| YOUR TASK |
Find each line of the material below in which the word "customer" occurs, and return it.

/---

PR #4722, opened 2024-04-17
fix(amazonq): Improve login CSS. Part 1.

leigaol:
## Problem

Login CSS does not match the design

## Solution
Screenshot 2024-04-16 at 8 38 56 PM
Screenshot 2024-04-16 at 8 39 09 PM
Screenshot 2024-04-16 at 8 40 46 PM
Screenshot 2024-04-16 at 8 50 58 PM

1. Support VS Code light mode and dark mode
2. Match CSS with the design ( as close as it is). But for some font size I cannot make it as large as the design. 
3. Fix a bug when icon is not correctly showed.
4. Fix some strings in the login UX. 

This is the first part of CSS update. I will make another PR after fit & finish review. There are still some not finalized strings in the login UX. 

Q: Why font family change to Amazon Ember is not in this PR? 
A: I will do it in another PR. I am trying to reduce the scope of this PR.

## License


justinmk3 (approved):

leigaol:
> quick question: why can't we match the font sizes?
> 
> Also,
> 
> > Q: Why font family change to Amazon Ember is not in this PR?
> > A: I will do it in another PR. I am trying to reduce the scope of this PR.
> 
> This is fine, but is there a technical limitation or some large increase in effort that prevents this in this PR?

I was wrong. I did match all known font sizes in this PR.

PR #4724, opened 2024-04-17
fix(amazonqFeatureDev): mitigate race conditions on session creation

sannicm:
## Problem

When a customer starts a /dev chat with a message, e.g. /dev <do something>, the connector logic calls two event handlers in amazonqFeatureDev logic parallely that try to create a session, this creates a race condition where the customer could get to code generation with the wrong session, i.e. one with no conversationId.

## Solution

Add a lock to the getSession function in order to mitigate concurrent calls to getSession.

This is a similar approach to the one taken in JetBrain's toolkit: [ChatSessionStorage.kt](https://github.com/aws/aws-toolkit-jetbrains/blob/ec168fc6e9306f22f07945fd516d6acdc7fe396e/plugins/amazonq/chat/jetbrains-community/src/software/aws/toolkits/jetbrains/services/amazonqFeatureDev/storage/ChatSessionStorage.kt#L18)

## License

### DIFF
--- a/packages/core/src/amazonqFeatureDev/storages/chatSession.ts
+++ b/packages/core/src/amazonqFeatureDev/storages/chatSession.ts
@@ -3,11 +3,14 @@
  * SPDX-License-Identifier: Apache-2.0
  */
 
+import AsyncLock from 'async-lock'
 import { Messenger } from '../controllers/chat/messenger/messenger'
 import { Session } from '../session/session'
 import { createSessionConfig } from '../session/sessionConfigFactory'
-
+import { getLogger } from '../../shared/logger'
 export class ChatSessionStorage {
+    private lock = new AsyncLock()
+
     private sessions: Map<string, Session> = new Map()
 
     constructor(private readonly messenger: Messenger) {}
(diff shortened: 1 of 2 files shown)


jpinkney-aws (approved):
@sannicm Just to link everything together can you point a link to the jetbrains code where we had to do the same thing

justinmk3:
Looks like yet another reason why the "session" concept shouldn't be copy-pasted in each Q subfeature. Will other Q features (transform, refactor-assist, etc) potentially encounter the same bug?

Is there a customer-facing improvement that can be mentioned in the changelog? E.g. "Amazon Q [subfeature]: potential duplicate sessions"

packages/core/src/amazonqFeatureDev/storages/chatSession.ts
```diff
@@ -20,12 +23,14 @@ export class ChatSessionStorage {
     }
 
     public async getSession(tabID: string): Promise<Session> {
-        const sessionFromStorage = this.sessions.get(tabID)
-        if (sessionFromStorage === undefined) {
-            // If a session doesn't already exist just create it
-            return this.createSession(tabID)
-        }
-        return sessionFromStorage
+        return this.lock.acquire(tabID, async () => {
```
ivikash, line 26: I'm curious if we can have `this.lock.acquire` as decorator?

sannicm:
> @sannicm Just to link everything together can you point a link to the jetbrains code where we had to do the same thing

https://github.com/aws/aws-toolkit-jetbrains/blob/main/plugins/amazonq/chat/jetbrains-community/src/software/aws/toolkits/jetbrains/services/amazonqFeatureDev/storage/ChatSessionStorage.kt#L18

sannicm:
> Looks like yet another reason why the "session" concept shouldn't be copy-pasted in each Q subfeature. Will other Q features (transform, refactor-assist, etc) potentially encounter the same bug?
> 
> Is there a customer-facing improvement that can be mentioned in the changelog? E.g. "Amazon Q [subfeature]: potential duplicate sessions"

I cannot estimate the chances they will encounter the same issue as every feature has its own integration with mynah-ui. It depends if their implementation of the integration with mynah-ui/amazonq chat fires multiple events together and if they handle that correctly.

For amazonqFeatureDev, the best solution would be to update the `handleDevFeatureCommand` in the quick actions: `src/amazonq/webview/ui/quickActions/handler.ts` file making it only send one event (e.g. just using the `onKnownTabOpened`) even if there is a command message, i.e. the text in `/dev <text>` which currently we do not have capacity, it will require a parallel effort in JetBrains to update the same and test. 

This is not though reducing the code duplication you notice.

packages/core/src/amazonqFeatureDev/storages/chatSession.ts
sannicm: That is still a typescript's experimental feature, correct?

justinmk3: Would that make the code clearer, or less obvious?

\---
/---

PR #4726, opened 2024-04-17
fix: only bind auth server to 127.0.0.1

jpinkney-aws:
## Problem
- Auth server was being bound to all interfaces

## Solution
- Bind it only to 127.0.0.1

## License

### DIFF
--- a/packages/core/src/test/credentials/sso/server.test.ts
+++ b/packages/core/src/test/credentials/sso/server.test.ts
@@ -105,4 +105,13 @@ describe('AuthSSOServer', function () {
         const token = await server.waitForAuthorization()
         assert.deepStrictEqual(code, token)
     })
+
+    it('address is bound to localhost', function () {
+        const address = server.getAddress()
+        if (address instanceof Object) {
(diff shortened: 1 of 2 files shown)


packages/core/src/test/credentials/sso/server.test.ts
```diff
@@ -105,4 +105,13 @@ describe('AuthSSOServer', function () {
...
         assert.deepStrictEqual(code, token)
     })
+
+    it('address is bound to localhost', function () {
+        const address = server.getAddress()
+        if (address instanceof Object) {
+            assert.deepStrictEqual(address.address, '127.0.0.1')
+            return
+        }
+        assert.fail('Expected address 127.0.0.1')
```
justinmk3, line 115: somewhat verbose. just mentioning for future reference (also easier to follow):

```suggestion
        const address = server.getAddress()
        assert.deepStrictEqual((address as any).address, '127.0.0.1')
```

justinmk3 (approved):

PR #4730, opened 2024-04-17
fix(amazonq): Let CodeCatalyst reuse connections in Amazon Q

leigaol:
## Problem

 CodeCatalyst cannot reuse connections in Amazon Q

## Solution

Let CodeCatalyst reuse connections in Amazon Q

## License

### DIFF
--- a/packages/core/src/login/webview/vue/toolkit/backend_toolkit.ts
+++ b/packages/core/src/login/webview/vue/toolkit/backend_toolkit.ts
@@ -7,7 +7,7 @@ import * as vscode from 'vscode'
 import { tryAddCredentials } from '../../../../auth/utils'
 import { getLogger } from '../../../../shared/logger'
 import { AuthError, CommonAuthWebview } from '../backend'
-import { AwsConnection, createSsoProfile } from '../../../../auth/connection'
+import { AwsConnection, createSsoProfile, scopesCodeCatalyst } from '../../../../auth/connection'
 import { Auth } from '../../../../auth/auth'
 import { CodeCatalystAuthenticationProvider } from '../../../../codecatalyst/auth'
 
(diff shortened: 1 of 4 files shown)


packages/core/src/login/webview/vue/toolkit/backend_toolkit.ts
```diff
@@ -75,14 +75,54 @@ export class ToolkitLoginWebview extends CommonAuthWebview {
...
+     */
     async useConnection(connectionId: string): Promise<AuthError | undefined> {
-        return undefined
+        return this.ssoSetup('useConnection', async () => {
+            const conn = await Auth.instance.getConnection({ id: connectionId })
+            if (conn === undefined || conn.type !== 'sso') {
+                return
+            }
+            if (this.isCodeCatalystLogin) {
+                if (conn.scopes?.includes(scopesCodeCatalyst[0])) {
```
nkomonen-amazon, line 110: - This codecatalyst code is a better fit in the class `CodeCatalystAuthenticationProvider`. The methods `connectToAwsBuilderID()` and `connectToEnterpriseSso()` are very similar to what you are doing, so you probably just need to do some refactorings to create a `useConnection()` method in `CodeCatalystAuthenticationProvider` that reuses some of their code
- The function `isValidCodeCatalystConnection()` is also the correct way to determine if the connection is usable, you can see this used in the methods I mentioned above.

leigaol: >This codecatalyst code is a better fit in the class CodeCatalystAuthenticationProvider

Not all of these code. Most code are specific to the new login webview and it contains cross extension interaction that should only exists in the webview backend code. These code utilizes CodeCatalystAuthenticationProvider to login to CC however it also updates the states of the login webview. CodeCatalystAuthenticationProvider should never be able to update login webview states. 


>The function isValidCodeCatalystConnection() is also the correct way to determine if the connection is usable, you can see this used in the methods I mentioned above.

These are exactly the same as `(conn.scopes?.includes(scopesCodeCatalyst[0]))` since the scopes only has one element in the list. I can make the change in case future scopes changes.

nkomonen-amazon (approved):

\---
/---

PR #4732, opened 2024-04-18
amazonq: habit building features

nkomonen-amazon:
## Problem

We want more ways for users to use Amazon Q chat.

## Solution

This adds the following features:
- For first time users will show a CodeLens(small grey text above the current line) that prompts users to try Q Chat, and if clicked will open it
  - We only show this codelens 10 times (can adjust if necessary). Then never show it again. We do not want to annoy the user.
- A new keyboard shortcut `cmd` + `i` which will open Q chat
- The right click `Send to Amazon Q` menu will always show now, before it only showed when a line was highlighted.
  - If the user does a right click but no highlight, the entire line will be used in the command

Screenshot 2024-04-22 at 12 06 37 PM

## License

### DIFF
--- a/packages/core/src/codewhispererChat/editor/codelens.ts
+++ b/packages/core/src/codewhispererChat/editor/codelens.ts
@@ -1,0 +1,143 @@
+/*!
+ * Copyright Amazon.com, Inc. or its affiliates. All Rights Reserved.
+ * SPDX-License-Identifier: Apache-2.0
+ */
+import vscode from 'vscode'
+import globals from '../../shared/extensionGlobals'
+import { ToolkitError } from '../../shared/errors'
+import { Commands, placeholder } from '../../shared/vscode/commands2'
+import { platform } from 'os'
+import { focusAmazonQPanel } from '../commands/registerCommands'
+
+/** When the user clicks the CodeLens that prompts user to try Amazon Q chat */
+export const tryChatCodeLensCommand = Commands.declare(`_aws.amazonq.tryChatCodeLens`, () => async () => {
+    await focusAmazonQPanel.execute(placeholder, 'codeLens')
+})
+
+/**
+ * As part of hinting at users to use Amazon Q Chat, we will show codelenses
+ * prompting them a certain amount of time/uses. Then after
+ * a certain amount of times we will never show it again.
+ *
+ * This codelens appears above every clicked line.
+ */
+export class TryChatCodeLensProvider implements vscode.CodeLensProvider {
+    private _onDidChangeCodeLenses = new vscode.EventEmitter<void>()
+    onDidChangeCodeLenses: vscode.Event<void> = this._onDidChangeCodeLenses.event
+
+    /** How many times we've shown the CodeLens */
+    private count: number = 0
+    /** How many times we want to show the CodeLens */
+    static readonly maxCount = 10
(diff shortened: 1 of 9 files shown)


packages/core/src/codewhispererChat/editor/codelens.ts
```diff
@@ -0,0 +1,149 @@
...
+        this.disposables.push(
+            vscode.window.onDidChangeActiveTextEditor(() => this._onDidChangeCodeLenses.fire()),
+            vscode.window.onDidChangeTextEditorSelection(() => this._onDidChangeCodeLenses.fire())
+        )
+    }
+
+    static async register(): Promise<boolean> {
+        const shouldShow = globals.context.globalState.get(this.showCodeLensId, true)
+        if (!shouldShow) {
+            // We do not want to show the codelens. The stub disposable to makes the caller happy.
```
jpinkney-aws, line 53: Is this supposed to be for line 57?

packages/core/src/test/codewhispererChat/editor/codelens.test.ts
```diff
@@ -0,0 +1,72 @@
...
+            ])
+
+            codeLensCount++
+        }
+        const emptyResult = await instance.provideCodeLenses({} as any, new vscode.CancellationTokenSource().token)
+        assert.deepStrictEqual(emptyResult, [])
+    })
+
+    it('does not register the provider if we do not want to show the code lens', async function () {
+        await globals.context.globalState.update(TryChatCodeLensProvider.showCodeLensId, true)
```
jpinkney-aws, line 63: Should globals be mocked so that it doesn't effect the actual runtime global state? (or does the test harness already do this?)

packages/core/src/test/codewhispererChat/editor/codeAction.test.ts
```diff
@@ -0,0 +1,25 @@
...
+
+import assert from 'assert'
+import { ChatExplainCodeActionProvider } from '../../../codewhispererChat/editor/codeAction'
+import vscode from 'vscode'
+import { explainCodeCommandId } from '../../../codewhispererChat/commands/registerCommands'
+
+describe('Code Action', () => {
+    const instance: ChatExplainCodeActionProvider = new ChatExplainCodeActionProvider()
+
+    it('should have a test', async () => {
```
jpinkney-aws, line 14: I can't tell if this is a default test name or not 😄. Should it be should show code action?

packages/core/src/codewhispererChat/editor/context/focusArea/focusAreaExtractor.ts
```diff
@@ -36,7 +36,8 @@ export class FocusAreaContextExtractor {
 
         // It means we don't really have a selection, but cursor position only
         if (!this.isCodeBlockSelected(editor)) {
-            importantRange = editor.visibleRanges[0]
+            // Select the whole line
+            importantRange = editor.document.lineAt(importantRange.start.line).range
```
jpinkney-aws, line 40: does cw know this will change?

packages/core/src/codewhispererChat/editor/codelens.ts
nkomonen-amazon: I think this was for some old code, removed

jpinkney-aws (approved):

\---

| EXERCISE RESULT |
When a customer starts a /dev chat with a message, e.g. /dev <do something>, the connector logic calls two event handlers in amazonqFeatureDev logic parallely that try to create a session, this creates a race condition where the customer could get to code generation with the wrong session, i.e. one with no conversationId.
Is there a customer-facing improvement that can be mentioned in the changelog? E.g. "Amazon Q [subfeature]: potential duplicate sessions"
> Is there a customer-facing improvement that can be mentioned in the changelog? E.g. "Amazon Q [subfeature]: potential duplicate sessions"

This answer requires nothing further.